Your objective: Copy out each line of the entries where the word "NoError" is present.

————————

PR #51674, opened 2026-07-21
test: add pinyin filter end-to-end coverage

zhuwenxing:
## Summary

- Add Pinyin analyzer end-to-end coverage for Python MilvusClient, RESTful v2, and the Go SDK.
- Cover full Pinyin, joined Pinyin, first-letter, and original Chinese matching through Python.
- Add L0 coverage for joined Pinyin and original Chinese matching through RESTful v2 and the Go SDK.
- Cover both `text_match` filtering and BM25 search.
- Construct 4,000 deterministic rows by inserting and flushing 3,000 rows, inserting and flushing 500 rows, creating the index and loading the collection, and finally inserting 500 growing rows without flushing.
- Assert the exact target IDs `{0, 3000, 3500}` without inspecting segment metadata.

issue: #45811

## Test Plan

- [x] Python static checks and collection: 4 cases
- [x] Python MilvusClient E2E: `4 passed in 25.67s`
- [x] RESTful v2 L0 E2E: `1 passed in 28.79s`
- [x] Go SDK compile check with `dynamic,test` tags and disabled optimizations
- [x] Go SDK L0 E2E: `TestPinyinFilterTextMatchAcrossDataPaths` passed in `17.56s`

### DIFF
--- a/tests/go_client/testcases/pinyin_filter_test.go
+++ b/tests/go_client/testcases/pinyin_filter_test.go
@@ -85,18 +85,21 @@ func flushPinyinRows(t *testing.T, ctx CtxT, mc MC, collectionName string) {
 	require.NoError(t, lastErr)
 }
 
-func queryPinyinIDs(t *testing.T, ctx CtxT, mc MC, collectionName, queryText string) []int64 {
-	result, err := mc.Query(ctx, client.NewQueryOption(collectionName).
+func searchPinyinIDs(t *testing.T, ctx CtxT, mc MC, collectionName, queryText string) []int64 {
+	result, err := mc.Search(ctx, client.NewSearchOption(collectionName, pinyinTotalCount,
+		[]entity.Vector{entity.FloatVector{0, 0}}).
+		WithANNSField("vector").
+		WithSearchParam("nprobe", "64").
 		WithFilter(`text_match(text, "`+queryText+`")`).
 		WithOutputFields("id", "text").
-		WithLimit(pinyinTotalCount).
 		WithConsistencyLevel(entity.ClStrong))
 	require.NoError(t, err)
+	require.Len(t, result, 1)
 
-	idColumn := result.GetColumn("id")
+	idColumn := result[0].GetColumn("id")
 	require.NotNil(t, idColumn)
-	ids := make([]int64, result.ResultCount)
-	for i := 0; i < result.ResultCount; i++ {
+	ids := make([]int64, result[0].ResultCount)
+	for i := 0; i < result[0].ResultCount; i++ {
 		value, err := idColumn.Get(i)
 		require.NoError(t, err)
 		ids[i] = value.(int64)
@@ -105,11 +108,11 @@ func queryPinyinIDs(t *testing.T, ctx CtxT, mc MC, collectionName, queryText str
 	return ids
 }
 
-func queryPinyinIDsUntilExpected(t *testing.T, ctx CtxT, mc MC, collectionName, queryText string) []int64 {
+func searchPinyinIDsUntilExpected(t *testing.T, ctx CtxT, mc MC, collectionName, queryText string) []int64 {
 	deadline := time.Now().Add(30 * time.Second)
 	var ids []int64
 	for time.Now().Before(deadline) {
-		ids = queryPinyinIDs(t, ctx, mc, collectionName, queryText)
+		ids = searchPinyinIDs(t, ctx, mc, collectionName, queryText)
 		if len(ids) == len(pinyinTargetIDs) {
 			matched := true
 			for i := range ids {
@@ -180,7 +183,7 @@ func TestPinyinFilterTextMatchAcrossDataPaths(t *testing.T) {
 		pinyinIndexedSealedCount+pinyinUnindexedSealedCount, pinyinGrowingCount)
 
 	for _, queryText := range []string{"zhongwen", "中文"} {
-		ids := queryPinyinIDsUntilExpected(t, ctx, mc, collectionName, queryText)
+		ids := searchPinyinIDsUntilExpected(t, ctx, mc, collectionName, queryText)
 		require.Equal(t, pinyinTargetIDs, ids)
 	}
 }
--- a/tests/go_client/testcases/pinyin_filter_test.go
+++ b/tests/go_client/testcases/pinyin_filter_test.go
@@ -1,0 +1,186 @@
+// Licensed to the LF AI & Data foundation under one
+// or more contributor license agreements. See the NOTICE file
+// distributed with this work for additional information
+// regarding copyright ownership. The ASF licenses this file
+// to you under the Apache License, Version 2.0 (the
+// "License"); you may not use this file except in compliance
+// with the License. You may obtain a copy of the License at
+//
+//     http://www.apache.org/licenses/LICENSE-2.0
+//
+// Unless required by applicable law or agreed to in writing, software
+// distributed under the License is distributed on an "AS IS" BASIS,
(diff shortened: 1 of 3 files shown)


yanliang567 (commented):
Review findings:

1. **[P1] The output-mode matrix only verifies positive matches and cannot detect ignored flags.**

   Each parametrized Python case queries only the token for the enabled mode. An implementation that ignores all `false` values and always emits full, joined, and first-letter Pinyin tokens would still pass all three cases.

   The Chinese query does not independently verify `keep_original`, because the query text is analyzed by the same Pinyin analyzer and can match through generated Pinyin tokens even if the original Chinese token is missing.

   Suggested fix: add negative queries for every disabled mode and use `run_analyzer` (or an equivalent analyzer API) to verify the exact token set, including original-token retention.

2. **[P1] The `text_match` cases do not actually exercise the claimed indexed/unindexed search paths.**

   Python, REST, and Go create an IVF index on the vector field, but all assertions use the scalar Query/`text_match` API. Those calls never use the vector index, so the 3,000/500-row threshold does not prove indexed versus brute-force filtering behavior.

   Suggested fix: use vector search with a `text_match` filter so the first sealed segment uses the IVF index while the small sealed and growing segments use their fallback paths. Otherwise, remove the indexed/unindexed coverage claim and simplify the setup.

3. **[P2] Set equality hides duplicate results.**

   The Python and REST helpers accept results such as `[0, 0, 3000, 3500]` because converting to a set still equals `{0, 3000, 3500}`. The Python BM25 assertion has the same gap.

   Suggested fix: assert result cardinality and ID uniqueness in addition to exact set membership.

Static checks, formatting, collection, and Go compile checks passed, and the current CI is green.

zhuwenxing:
Addressed all review feedback:

- Added exact `run_analyzer` token assertions and negative coverage for disabled output modes, including `keep_original=false`.
- Switched the Python, REST, and Go Text Match cases from scalar Query to vector Search with a `text_match` filter, exercising indexed sealed, unindexed sealed, and growing paths.
- Strengthened Python, REST, and BM25 assertions to enforce exact cardinality, uniqueness, and ID sets.

Validation:

- Python Pinyin filter suite: 5 passed
- RESTful v2 L0 case: passed
- Go SDK targeted E2E: passed

tests/go_client/testcases/pinyin_filter_test.go
```diff
@@ -0,0 +1,189 @@
...
+	require.NoError(t, indexTask.Await(ctx))
+
+	loadTask, err := mc.LoadCollection(ctx, client.NewLoadCollectionOption(collectionName))
+	require.NoError(t, err)
+	require.NoError(t, loadTask.Await(ctx))
+
+	insertPinyinRows(t, ctx, mc, collectionName,
+		pinyinIndexedSealedCount+pinyinUnindexedSealedCount, pinyinGrowingCount)
+
+	for _, queryText := range []string{"zhongwen", "中文"} {
```
yanliang567: [P1] The Chinese-query branch still does not prove that `keep_original=true` is honored. `text_match` analyzes the query with the same field analyzer, so `"中文"` is also converted to the joined `zhongwen` token. This test therefore still passes if the original Chinese token is omitted. Please add an exact `RunAnalyzer` token assertion (and ideally a `keep_original=false` negative case) so the Go SDK path verifies original-token retention independently.

tests/restful_client_v2/testcases/test_pinyin_filter.py
```diff
@@ -0,0 +1,187 @@
...
+                "data": build_rows(
+                    INDEXED_SEALED_COUNT + UNINDEXED_SEALED_COUNT,
+                    GROWING_COUNT,
+                ),
+            }
+        )
+        assert rsp["code"] == 0, rsp
+        assert rsp["data"]["insertCount"] == GROWING_COUNT, rsp
+
+        for query_text in ["zhongwen", "中文"]:
```
yanliang567: [P1] The `"中文"` search cannot independently verify `keep_original=true`. The query is processed by the same Pinyin analyzer as the indexed text, so both sides can match through the generated `zhongwen` token even when the original Chinese token was not retained. Please call the REST `/v2/vectordb/common/run_analyzer` endpoint and assert the exact tokens (plus a `keep_original=false` negative if possible).

yanliang567 (commented):
One validation gap remains in the Go and REST L0 cases; details are in the inline comments.

tests/go_client/testcases/pinyin_filter_test.go
zhuwenxing: Addressed in `1744dfa8fc`. The Go L0 case now calls `RunAnalyzer` and asserts the exact token sequence for both configurations:

- `keep_original=true`: `["中文", "zhongwen", "测试", "ceshi"]`
- `keep_original=false`: `["zhongwen", "ceshi"]`

The targeted Go SDK E2E passed, including the existing indexed sealed, unindexed sealed, and growing Search checks.

tests/restful_client_v2/testcases/test_pinyin_filter.py
zhuwenxing: Addressed in `1744dfa8fc`. The REST L0 case now calls `/v2/vectordb/common/run_analyzer` and asserts the exact token sequence for both `keep_original=true` and `keep_original=false`.

The targeted RESTful E2E passed, including the existing indexed sealed, unindexed sealed, and growing Search checks.

yanliang567:
Review follow-up on `e8e620d`:

1. **[P1] `keep_original` is still not verified through the collection field path.**

   The current `run_analyzer` calls pass standalone analyzer parameters instead of reading the analyzer configured on the created field. Also, `text_match(text, "中文")` analyzes the query with the same Pinyin analyzer, so it can match through generated Pinyin tokens even if the original Chinese token was not indexed.

   Please run the analyzer against the created field:
   - Go: `WithField(collectionName, "text")`
   - Python: `analyzer_params=None, collection_name=..., field_name="text"`
   - REST: pass `collectionName` and `fieldName` without standalone `analyzerParams`

   For the Chinese `text_match` assertion, set `minimum_should_match` to the number of tokens produced for that query so every token, including the original Chinese token, must be present.

2. **[P2] Go and REST do not verify disabled output modes through the indexed field.**

   Positive joined-Pinyin searches still pass if the field path ignores `keep_full_pinyin=false`. Please add negative searches for disabled tokens such as `"zhong"` and `"zw"`, expecting no IDs across indexed sealed, unindexed sealed, and growing data.

3. **[P2] The Python BM25 case verifies recall but not BM25 ranking.**

   All three target documents use identical text, and the test only checks the returned ID set. Incorrect score direction or ordering would still pass. Please use deterministic documents with different term frequencies and assert descending BM25 distances and the expected ranking.

The previous vector-filter-path and exact cardinality/uniqueness issues are addressed. Ruff, Python compilation, Go formatting, and the Go package compile check pass on the current head.

zhuwenxing:
Addressed the latest review feedback:

- Updated the Python, Go, and REST analyzer checks to use the analyzer configured on the created field via `collectionName` and `fieldName`.
- Added `minimum_should_match` to the original Chinese `text_match` queries based on the analyzer token count, ensuring that the original Chinese token is required.
- Added negative Go and REST searches for the disabled `zhong` and `zw` tokens across indexed sealed, unindexed sealed, and growing data paths.
- Strengthened the Python BM25 case with different term frequencies and assertions for the exact ranking, strictly descending scores, and returned text.

Validation:

- Python Pinyin output-mode and BM25 cases passed; the updated `keep_original=false` field-analyzer case also passed.
- RESTful v2 targeted E2E passed.
- Go SDK targeted E2E and all four search subtests passed.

————————

Response box:
 	require.NoError(t, lastErr)
 	require.NoError(t, err)
 		require.NoError(t, err)
+	require.NoError(t, indexTask.Await(ctx))
+	require.NoError(t, err)
+	require.NoError(t, loadTask.Await(ctx))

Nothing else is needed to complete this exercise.